§ **Assignment**
Filter these entries, keeping only lines that hold the word "work".

Collected data
==============================

PR #208, opened 2018-05-23
Optionally call MPI.Finalize at exit

barche:
This is useful for enabling cleanup using standard Julia finalizers, which otherwise run after `MPI.Finalize()`.

### DIFF
--- a/README.md
+++ b/README.md
@@ -87,6 +87,12 @@ able to run the MPI job as expected, e.g., with
 
 `mpirun -np 3 julia 01-hello.jl`
 
+### Cleanup
+In Julia code building on this package, it may happen that you want to run MPI cleanup functions in a finalizer.
+This makes it impossible to manually call `MPI.Finalize()`, since the Julia finalizers may run after this call.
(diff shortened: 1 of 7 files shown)


barche:
Looks like this needs more work, judging by the spectacular CI fail :)

barche:
It passes the 0.6 CI now, any objections to merging this?

lcw:
No, seems useful to me.

tbole:
Looks like a good idea to me. But I'm wondering, why the finalizer needs to be a C function. 
Shouldn't this work in Julia just as well, or am I missing a point?

JaredCrean2:
@tbole The problem is ordering: julia `atexit` hooks, then finalizers, then the C `atexit` hooks.  If a julia `atexit` hook is used to finalize MPI, then no object can use MPI functions as part of its finalizer.

I don't think this repository has a dedicated maintainer at the moment, so I'll merge this tomorrow if there are no objections.

tbole:
Ah ok, it's about other functions usingMPI during finalization. Then using C makes sense.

==============================

§ **Result for this task**
Looks like this needs more work, judging by the spectacular CI fail :)
Shouldn't this work in Julia just as well, or am I missing a point?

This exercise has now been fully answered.